I came home today to find the power out, I had just had a used wood boiler installed in my basement. when the power goes out I have a spring valve that opens and allows the water to gravity feed through the biggest zone in my house. the temp is usually no higher than 190 when powered up and running. im not sure how long the power was out when I got home but the temp was at 215 deg...is that to warm? what can I do to prevent damage to my boiler if the power goes out and im not home to start the generator? any info would be greatly appreciated! thanks


----------



## webbie (Nov 24, 2013)

Pressure usually increases with temperature, so at 215 many boilers may be ready to blow their pressure relief valves.

First thing, make sure your PR valve is piped to somewhere so that when it goes off, it does not hurt anyone or muck up the area where you may have to get to.

In terms of more fail-safe power outage schemes, there are probably a few that people here can suggest. Many boilers in Europe used a domestic hot water coil (coil immersed in the boiler) and ran some cold water through it and then down a drain on overheat. Of course, if you have well water this won't do either!

You could add another overheat zone right near the boiler (with a rise) and even power it with a circulator that only turned on when the power went out. A big UPS and some basic relays could serve this function.


----------



## JP11 (Nov 24, 2013)

Add an auto switch and a whole home generator.



Sorry.. easy to spend someone else's money.

JP


----------



## Briquetmaker (Nov 24, 2013)

Search this forum for battery backup. There is a lot there. I believe this is a must do if you are leaving your boiler unattended with a nice roaring fire. I'm in the process of doing this myself.

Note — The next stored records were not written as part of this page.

PR #223, opened 2017-01-06
Allocate StreamState::resume{Cache_,Tracker_} inline

alexmalyshev:
No reason for these to be unique_ptr.

### DIFF
--- a/src/StreamState.h
+++ b/src/StreamState.h
@@ -21,15 +21,13 @@ using StreamId = uint32_t;
 
 class StreamState {
  public:
-  StreamState()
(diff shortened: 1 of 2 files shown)


src/StreamState.h
```diff
@@ -21,15 +21,13 @@ using StreamId = uint32_t;
 
 class StreamState {
  public:
-  StreamState()
-      : resumeTracker_(new ResumeTracker()), resumeCache_(new ResumeCache()) {}
-
+  StreamState() = default;
```
lehecka: Please remove the ctor and dtor completely. The compiler will generate them automatically.

PR #227, opened 2017-01-10
fixing degenerated onNext method in Requester automatons

lehecka:
the onNext method name was very confusing, colliding with ReactiveStreams onNext.
It was also historically accidently implemented as async method (scheduling a callback on the executor).
This PR fixes that problem and removed the confusion in the situation when we are processing the initial payload.


CMakeLists.txt
```diff
@@ -203,7 +203,8 @@ add_executable(
   test/ReactiveSocketResumabilityTest.cpp
   test/SmartPointersTest.cpp
   test/AllowanceSemaphoreTest.cpp
-  test/ResumeIdentificationTokenTest.cpp)
+  test/ResumeIdentificationTokenTest.cpp
+  test/PayloadTest.cpp.cpp)
```
yschimke: too many .cpp

src/automata/RequestResponseRequester.cpp
```diff
@@ -110,31 +104,35 @@ void RequestResponseRequester::onNextFrame(Frame_ERROR&& frame) {
...
-      //       after receiving it. Add unit tests for this.
-      if (frame.header_.flags_ & FrameFlags_COMPLETE) {
-        state_ = State::CLOSED;
-        end = true;
-      }
+      state_ = State::CLOSED;
       break;
     case State::CLOSED:
+      // should not be receiving frames when closed
+      // if we ended up here, we broke some internal invariant fo the class
```
yschimke: typo: fo

src/automata/RequestResponseRequester.cpp
```diff
@@ -110,31 +104,35 @@ void RequestResponseRequester::onNextFrame(Frame_ERROR&& frame) {
 }
 
 void RequestResponseRequester::onNextFrame(Frame_RESPONSE&& frame) {
-  bool end = false;
   switch (state_) {
     case State::NEW:
       // Cannot receive a frame before sending the initial request.
       CHECK(false);
```
yschimke: Are these absolutely only internal invariants? e.g. data corruption on the wire could end up here?

lehecka: yes, if end up failing in the CHECK, we broke the invariant and didn't handle some cases. The frames sent over the wire should never cause the check fail.

PR #229, opened 2017-01-10
removing ExecutorBase::start

lehecka:
The ExecutorBase::start was used to be able to queue up method calls and start executing them later. The reason why we needed it was because stream automatons were implemented without SubscriberBase/SubscriptionBase and the methods were synchronous. We needed to set several pointers first before we allowed processing the stream frames.
Now all stream automatons are implemented with SubscriberBase/SubscriptionBase and so their methods are queued on executor automatically. We don't need to delay processing of the method calls anymore.


yschimke:
looks like a dodgy CI build with timeout, kick off again?

PR #230, opened 2017-01-11
Deliver onConnected after output has been requested

lexs:
This allows us to only deliver the onConnected after we know we have a valid connection, eg after HTTP 200.

### DIFF
--- a/CMakeLists.txt
+++ b/CMakeLists.txt
@@ -205,7 +205,8 @@ add_executable(
   test/SmartPointersTest.cpp
   test/AllowanceSemaphoreTest.cpp
   test/ResumeIdentificationTokenTest.cpp
-  test/PayloadTest.cpp)
+  test/PayloadTest.cpp
+  test/FrameTransportTest.cpp)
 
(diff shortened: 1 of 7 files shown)


lexs:
`TcpDuplexConnection` doesn't support this behavior as it takes an already connected `AsyncSocket` (so we can't install any `ConnectCallbacks`). This means it'll send the onConnected signal immediately too.

'Fixing' this requires changing the API of `TcpDuplexConnection` to require the connection to happen after it's taken ownership of the socket. This also doesn't seem great. Perhaps it's best to just ignore the `onConnected` signal and implement this on a higher level (basically don't give ReactiveSocket the `DuplexConnection` before we know it has connected).

Thoughts?

lexs:
We don't want this for now. I've implemented connectivity guarantees at the DuplexConnection level instead (guaranteeing it has basic connectivity before handing it to ReactiveSocket).

However, we probably wan't to revisit this at some point as RS needs to know about connectivity if we want to support fast-start.

PR #235, opened 2017-01-16
Add StreamCompletionSignal to Stats::socketClosed() call

martinsix:
We have very little insight into why sockets are being closed. This
diff adds the StreamCompletionSignal to the Stats interface, so that we
can distinguish the different reasons


lehecka:
LGTM. Just need to fix tests and make travis happy.

PR #236, opened 2017-01-17
Codemod folly::make_unique to std::make_unique

Orvid:
Folly will soon be dropping support for GCC 4.8, which means that `folly::make_unique` will be going away, so codemod away as much as possible before then.

### DIFF
--- a/tck-test/client.cpp
+++ b/tck-test/client.cpp
@@ -74,7 +74,7 @@ int main(int argc, char* argv[]) {
 
   evbt.getEventBase()->runInEventBaseThreadAndWait([&]() {
     socket.reset(new folly::AsyncSocket(evbt.getEventBase()));
-    callback = folly::make_unique<SocketConnectCallback>();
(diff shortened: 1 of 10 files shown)


yschimke:
I think this will be blocked on this PR working and landing

https://github.com/ReactiveSocket/reactivesocket-cpp/pull/187

This should work fine locally, but can't land until we get travis building with 4.9

Orvid:
Btw, the plan is to kill support for GCC 4.8 in Folly around mid February, which is when the last release of HHVM that needs to support GCC 4.8 will be released.

yschimke:
cc @lexs @lehecka

lehecka:
please rebase and check in

Orvid:
Rebased.

Orvid:
Rebased again.

yschimke:
follow up https://github.com/ReactiveSocket/reactivesocket-cpp/pull/277

PR #238, opened 2017-01-20
Callback signature

martinsix:
Instead of taking a StandardReactiveSocket&, these should just take a
ReactiveSocket&, so we can mock out reactivesocket for tests


martinsix:
It looks like the tests failed. Should we revert?

yschimke:
No I think those are existing failures from a merge back into github.  Can't really revert that, @lehecka is working on fixing those.

PR #239, opened 2017-01-20
Separating executor for ReactiveSocket and DuplexConnection

lehecka:
We need to be able to run ReactiveSocket and DuplexConnection each run on a different Executor.
This change introduces dispatching frames (FrameProcessor interface) to ConnectionAutomaton via ExecutorBase. Also Executor to DuplexConnection ctor is now explicit.

### DIFF
--- a/src/ConnectionAutomaton.cpp
+++ b/src/ConnectionAutomaton.cpp
@@ -393,7 +393,8 @@ void ConnectionAutomaton::onConnectionFrame(
         //          }
         //        }
       } else {
-        closeWithError(Frame_ERROR::connectionError("can not resume"));
+        closeWithError(
+            Frame_ERROR::connectionError("RS not resumable. Can not resume"));
       }
       return;
     }
@@ -490,7 +491,8 @@ bool ConnectionAutomaton::resumeFromPositionOrClose(
     resumeFromPosition(position);
     return true;
   } else {
-    closeWithError(Frame_ERROR::connectionError("can not resume"));
+    closeWithError(
+        Frame_ERROR::connectionError("Position not available. Can not resume"));
     return false;
   }
 }
--- a/src/ConnectionAutomaton.cpp
+++ b/src/ConnectionAutomaton.cpp
@@ -3,6 +3,7 @@
 #include "src/ConnectionAutomaton.h"
 
 #include <folly/ExceptionWrapper.h>
+#include <folly/MoveWrapper.h>
 #include <folly/String.h>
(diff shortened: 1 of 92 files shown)


src/ConnectionAutomaton.cpp
```diff
@@ -260,6 +277,15 @@ void ConnectionAutomaton::closeStreams(StreamCompletionSignal signal) {
 }
 
 void ConnectionAutomaton::processFrame(std::unique_ptr<folly::IOBuf> frame) {
+  auto thisPtr = this->shared_from_this();
+  auto movedFrame = folly::makeMoveWrapper(frame);
```
yschimke: this is making work for us to revert, I'll try to see if I can fix travis for 4.9

yschimke: Don't let this block you, its a current problem, not a new problem

src/StandardReactiveSocket.cpp
```diff
@@ -195,6 +211,23 @@ void StandardReactiveSocket::createResponder(
     ConnectionAutomaton& connection,
     StreamId streamId,
     std::unique_ptr<folly::IOBuf> serializedFrame) {
+  debugCheckCorrectExecutor();
+
+  if (streamId != 0) {
+    if (nextStreamId_ % 2 == streamId % 2) {
```
yschimke: TIOLI: this block inside "streamId != 0" seems involved enough to pull out.

yschimke:
LGTM

src/StandardReactiveSocket.cpp
lehecka: this chunk of code will be moved to a separate class. I already started working on it.

src/ConnectionAutomaton.cpp
```diff
@@ -345,11 +343,11 @@ void ConnectionAutomaton::processFrameImpl(
...
     folly::exception_wrapper ex,
     StreamCompletionSignal signal) {
-  auto thisPtr = this->shared_from_this();
-  auto movedEx = folly::makeMoveWrapper(ex);
-  runInExecutor([thisPtr, movedEx, signal]() mutable {
-    thisPtr->onTerminalImpl(movedEx.move(), signal);
-  });
+  runInExecutor([
+    thisPtr = this->shared_from_this(),
+    movedEx = std::move(ex),
```
yschimke: nit: do we need the moved prefix here?  What are our conventions for names with lambdas?

yschimke:
Nice!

I am going to run 5 circulators and the boiler fan on a 1500 watt Aims power inverter. The battery, or batteries is the tough choice, big $$ to run a couple of hours.


----------



## maple1 (Nov 24, 2013)

What was your pressure when the temp was 215?

I don't think you were quite in the danger zone - but you were getting close. My old one saw temps over 220 before - it had a draft door that went wonkey when you were least expecting & wanting it to. Was it making any noises - that sounded a bit like boiling water?

Was the zone in your house that you have the dump plumbed to warmer than usual and above the thermostat setpoint? If so sounds like it was doing its job - you might want to consider plumbing in another NO zone valve & dump zone overhead somewhere, just for peace of mind. Redundancy is a very good thing when it comes to something like that. Maybe also setting your hi-temp aquastat setting back 5° or so.


----------



## Bad Wolf (Nov 24, 2013)

I have a set up with a Xantrex Prosine SW 600 inverter with the relay also by Xantrex. If the inverter is on and the power goes out the relay automatically switches to the inverter from house current.  The only problem is that when on the inverter draws 600 mAh or 7.2 watts from the battery. Over time that will run them down. I only turn it on when there is a storm coming, but that doesn't help with random outages.
I used to have two deep discharge batteries(200 amphr)  that would run the Tarm for about 8 hours. Now I have an 1800 amp hour bank that will run things for 2-3 days.


----------



## mustash29 (Nov 24, 2013)

What does your pressure usually run.....and how high was it today?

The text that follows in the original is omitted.